En cambio, lo simbólico es el caudal de sentido que va aportando a cada cultura cada criatura humana viva, partiendo de sí, partiendo de su experiencia y yendo hacia lo otro. Simbólico puede hacerlo cualquiera, viva donde viva: porque para hacer simbólico basta con saber hablar y tener deseo de decir. En el hacer simbólico se mezclan los saberes que he recibido, los saberes que he aprendido, con el saber de mi experiencia. Entendiendo que cada criatura humana que nace aporta algo nuevo al mundo común.

No quiero decir con esto que el siglo XX, o el pensamiento de la diferencia, hayan inventado el saber de la experiencia. No, ya existían antes, también como pensamiento político: Teresa de Jesús, Juana Inés de la Cruz, las Preciosas, muchas amas de casa, son ejemplos. Lo nuevo fue el darle un reconocimiento muy grande en el hacer historia, en el hacer filosofía, en el hacer política, ciencia, etc., vinculadas con la universidad.

LA GENEALOGÍA FEMENINA Y MATERNA

A principios del siglo XX, el feminismo fue logrando, entre luchas y controversias de todo tipo 41, que fueran suprimidas las trabas formales que dificultaban o impedían el acceso de las mujeres a las universidades. Las mujeres de esa época quisieron estudiar en la universidad para poder ejercer abiertamente las profesiones que les atraían y, también, para transformar el conocimiento académico introduciendo en él la materia viva de la experiencia humana femenina, con toda su riqueza. Hoy, un siglo después, la universidad se ha feminizado, internacionalmente. Pero ocurre que las alumnas siguen sin reconocerse en el conocimiento que en ella se enseña 42.

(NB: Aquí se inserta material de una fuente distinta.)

PR #1691, opened 2021-07-15
Fix a race condition in RSASigner::Impl::sign()

tdimitrov:
The sign() method of RSASigner::Impl is const and thread-safe by itself
however it uses an instance of RandomPool which is not thread safe. As a
result concurrent calls to sign() lead to data races inside the
RandomPool.

This patch fixes this by making the RandomPool instance thread local.
This way each thread works with its own object and there are no races.

RandomPool is wrapped in a new type because an adequate default
constructor needs to be provided. Otherwise the object initialisation
becomes complicated.

Big  thanks to @dartdart26 for helping with the fix.

### DIFF
--- a/bftengine/src/bftengine/Crypto.cpp
+++ b/bftengine/src/bftengine/Crypto.cpp
@@ -58,23 +58,18 @@ namespace impl {
 //#define RSA_STANDARD PKCS1v15
 //#define RSA_STANDARD OAEP<SHA>
 
-static RandomPool sGlobalRandGen;  // not thread-safe !!
+struct RandomPoolWrapper : RandomPool {
+  RandomPoolWrapper() {
+    SecByteBlock seed(32);
+    OS_GenerateRandomBlock(false, seed, seed.size());
+    IncorporateEntropy(seed, seed.size());  // method of RandomPool
+  }
+};
 
-void CryptographyWrapper::init(const char* randomSeed) {
-  string s(randomSeed);
-  if (s.length() < 16) s.resize(16, ' ');
-  sGlobalRandGen.IncorporateEntropy((CryptoPP::byte*)s.c_str(), s.length());
-
-  VERIFY(DigestUtil::digestLength() == DIGEST_SIZE);
-
-  // Initialize RELIC library for BLS threshold signatures
-  BLS::Relic::Library::Get();
-}
-
-void CryptographyWrapper::init() {
-  std::string seed = IntToString(time(NULL));
-  CryptographyWrapper::init(seed.c_str());
-}
+// RandomPoolWrapper wraps RandomPool in a struct which initialises it. The wrapper is used as static thread local
+// variable so that each thread has got its own instance. The reason for this complication is thread safety. This
+// RandomPool is used by the SigManager which is a singleton used by many threads concurrently.
+static thread_local RandomPoolWrapper sGlobalRandGen;
 
 void convert(const Integer& in, string& out) {
   out.clear();
@@ -194,8 +189,8 @@ bool ECDSAVerifier::verify(const std::string& data_to_verify, const std::string&
 ECDSAVerifier::~ECDSAVerifier() = default;
 class RSASigner::Impl {
  public:
-  Impl(BufferedTransformation& privateKey) : rand(sGlobalRandGen), priv(privateKey){};
-  Impl(RSA::PrivateKey& privateKey) : rand(sGlobalRandGen), priv(privateKey){};
+  Impl(BufferedTransformation& privateKey) : priv(privateKey){};
+  Impl(RSA::PrivateKey& privateKey) : priv(privateKey){};
 
   size_t signatureLength() const { return priv.SignatureLength(); }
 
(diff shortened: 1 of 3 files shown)


KTeofanidis (approved):
Great fix!

glevkovich (approved):
Looks good! Thanks for coming with this fix.

Comment: I think if we reach hundreds of thread count in the process, thread_local won't be an optimal solution anymore (we have that in a few more other places).
Also a question: if there was an actual data race - how come the system works? this race is here for ages and is unrelated to the recent changes in SigManager, even before there used to be pre-processor calling with multiple threads.

tdimitrov:
The declaration of RandomPool is here: https://www.cryptopp.com/docs/ref/randpool_8h_source.html
The size is 48 bytes + (smart) pointer + bool. I think it won't be an issue even with 1000 threads.

Not all data races lead to a crash, but we can rely on this. In the current case threads were writing to a buffer simultaneously and the random data generated was mangled. This can't lead to a crash but also the generated data is no longer correct.

bftengine/src/bftengine/Crypto.cpp
```diff
@@ -58,7 +58,18 @@ namespace impl {
 //#define RSA_STANDARD PKCS1v15
 //#define RSA_STANDARD OAEP<SHA>
 
-static RandomPool sGlobalRandGen;  // not thread-safe !!
+// Wrap RandomPool in a struct which initialises it. The wrapper is used as static thread local variable so that each
+// thread has got its own instance. The reason for this complication is thread safety. This RandomPool is used by the
+// SigManager which is a singleton used by many threads concurrently.
+struct RandomPoolWrapper : RandomPool {
+  RandomPoolWrapper() {
+    static std::atomic<uint32_t> cnt = 0;
```
dartdart26, line 66: Nit: Maybe it is worth describing what `cnt` is used for and why.

dartdart26: Actually, what worries me is the following (especially the last sentence):

_[basic.start.dynamic] It is implementation-defined whether the dynamic initialization of a non-local non-inline variable with thread storage duration is sequenced before the first statement of the initial function of a thread or is deferred. If it is deferred, the initialization associated with the entity for thread t is sequenced before the first non-initialization odr-use by t of any non-inline variable with thread storage duration defined in the same translation unit as the variable to be initialized. It is implementation-defined in which threads and at which points in the program such deferred dynamic initialization occurs._

I might be misunderstanding above, but I guess `cnt` will not work as intended in cases where two or more random number generators are initialised from the same thread. Maybe we can use another random seed? You were mentioning /dev/urandom or something like that.

dartdart26 (approved):
Great find!

bftengine/src/bftengine/Crypto.cpp
```diff
@@ -58,24 +58,27 @@ namespace impl {
...
+void CryptographyWrapper::init() {
+  SecByteBlock seed(32);
+  // this might block for a while - man 4 random for details
+  OS_GenerateRandomBlock(false, seed, seed.size());
+  sGlobalRandGen.IncorporateEntropy(seed, seed.size());
 
   VERIFY(DigestUtil::digestLength() == DIGEST_SIZE);
 
   // Initialize RELIC library for BLS threshold signatures
   BLS::Relic::Library::Get();
```
tdimitrov, line 79: I wonder if we need this here... If not the whole init() can be moved inside RandomPoolWrapper constructor.

bftengine/src/bftengine/Crypto.cpp
```diff
@@ -58,23 +58,19 @@ namespace impl {
...
-  BLS::Relic::Library::Get();
-}
+// Wrap RandomPool in a struct which initialises it. The wrapper is used as static thread local variable so that each
+// thread has got its own instance. The reason for this complication is thread safety. This RandomPool is used by the
+// SigManager which is a singleton used by many threads concurrently.
+struct RandomPoolWrapper : RandomPool {
+  RandomPoolWrapper() {
+    SecByteBlock seed(32);
+    // this might block for a while - 'man 4 random' for details
+    OS_GenerateRandomBlock(true, seed, seed.size());
```
robem, line 68: You don't need to block here and read from `/dev/urandom` instead. All modern systems have a HWRNG.

robem (approved):

bftengine/src/bftengine/Crypto.cpp
```diff
@@ -58,23 +58,19 @@ namespace impl {
...
+    IncorporateEntropy(seed, seed.size());  // method of RandomPool
+  }
+};
 
-void CryptographyWrapper::init() {
-  std::string seed = IntToString(time(NULL));
-  CryptographyWrapper::init(seed.c_str());
-}
+static thread_local RandomPoolWrapper sGlobalRandGen;
```
robem, line 73: Nit: The comment about "why" this variable is thread_local should be right here.

bftengine/src/bftengine/Crypto.cpp
tdimitrov: Doesn't /dev/random use the same HWRNG? If yes - I think it's safer this way.

robem: Why is it safer? (It is a loaded question, no need to answer) :)
https://www.2uo.de/myths-about-urandom/#experts

robem: We can talk more offline about /dev/random vs /dev/urandom. Either is fine if blocking doesn't become an issue in this case.

tdimitrov: Great read, @robem . And thanks for the feedback. I'll use the non-blocking version (/dev/urandom).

Para transformar el conocimiento, no basta con estar en la universidad; de la misma manera que, para transformar la política, no basta con estar en los partidos o en los gobiernos. Estar es una posibilidad de inicio, nada más; la transformación se da cuando el sentido del lugar al que se ha llegado se deja dar y transformar por la experiencia y por los deseos de quienes acaban de llegar.

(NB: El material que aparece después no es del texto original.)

PR #1693, opened 2021-07-15
Clientservice: YAML test

robem:
This PR introduces the first test for clientservice. For convenience and to keep tests simple, this PR refactors the existing parsing code. Please see commit messages for details.

$> TEST_NAME=clientservice-test-yaml_parsing make single-test


shgandhi (approved):
Thanks for the change and the cleanup @robem (especially the use of YAML node in the parsing function, I learned something new today)! 
I just have one minor comment, that can be addressed separately as well.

El proceso de feminización de la universidad comenzó en la generación del mayo francés, del mayo del 68. Fue esta generación la que empezó a sentir la necesidad de transformar el conocimiento universitario de manera que una mujer pudiera sentirse a gusto en él. Porque para algunas alumnas de esa época, el paso por la universidad —deseado y libre, como fue— resultó inesperadamente alienante y molesto. Lia Cigarini, por ejemplo, que estudió Derecho en la Universidad de Milán en los años 50/60, ha descrito su paso por la universidad como «una especie de pesadilla fálica». 43La alienación —como descubrimos algunas después— no consistió sólo en que las jóvenes de entonces nos reconociéramos en muy pocas cosas del conocimiento que nos era transmitido en las clases; la alienación radicó en la imposibilidad de que ese conocimiento —o sea, el conocimiento histórico, filosófico, literario, etc., que habíamos elegido— pudiera nacer en cada una de nosotras. Si el conocimiento no nace en mí, no me queda mas que repetir, glosar y transmitir, con palabras más o menos prestadas, un corpus ya muerto: o sea, una auténtica pesadilla.